All of the records are to be copied out exactly, with nothing left out.

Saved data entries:
┌────────

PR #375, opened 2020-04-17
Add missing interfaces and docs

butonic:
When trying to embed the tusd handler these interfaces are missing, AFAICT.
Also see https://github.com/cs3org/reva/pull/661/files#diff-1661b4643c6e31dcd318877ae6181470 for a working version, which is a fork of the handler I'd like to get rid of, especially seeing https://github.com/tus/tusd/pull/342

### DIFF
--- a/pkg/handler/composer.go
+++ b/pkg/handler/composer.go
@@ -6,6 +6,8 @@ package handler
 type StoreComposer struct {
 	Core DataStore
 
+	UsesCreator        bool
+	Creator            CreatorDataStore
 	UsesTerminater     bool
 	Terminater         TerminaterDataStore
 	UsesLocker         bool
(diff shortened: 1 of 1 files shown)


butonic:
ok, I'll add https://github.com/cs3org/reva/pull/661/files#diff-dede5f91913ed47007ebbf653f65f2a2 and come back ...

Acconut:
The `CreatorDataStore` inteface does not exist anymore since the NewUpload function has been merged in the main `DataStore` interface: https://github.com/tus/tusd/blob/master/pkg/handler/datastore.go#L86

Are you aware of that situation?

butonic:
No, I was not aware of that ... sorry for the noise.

└────────

Answer box:
PR #375, opened 2020-04-17
Add missing interfaces and docs

butonic:
When trying to embed the tusd handler these interfaces are missing, AFAICT.
Also see https://github.com/cs3org/reva/pull/661/files#diff-1661b4643c6e31dcd318877ae6181470 for a working version, which is a fork of the handler I'd like to get rid of, especially seeing https://github.com/tus/tusd/pull/342

### DIFF
--- a/pkg/handler/composer.go
+++ b/pkg/handler/composer.go
@@ -6,6 +6,8 @@ package handler
 type StoreComposer struct {
 	Core DataStore
 
+	UsesCreator        bool
+	Creator            CreatorDataStore
 	UsesTerminater     bool
 	Terminater         TerminaterDataStore
 	UsesLocker         bool
(diff shortened: 1 of 1 files shown)


butonic:
ok, I'll add https://github.com/cs3org/reva/pull/661/files#diff-dede5f91913ed47007ebbf653f65f2a2 and come back ...

Acconut:
The `CreatorDataStore` inteface does not exist anymore since the NewUpload function has been merged in the main `DataStore` interface: https://github.com/tus/tusd/blob/master/pkg/handler/datastore.go#L86

Are you aware of that situation?

butonic:
No, I was not aware of that ... sorry for the noise.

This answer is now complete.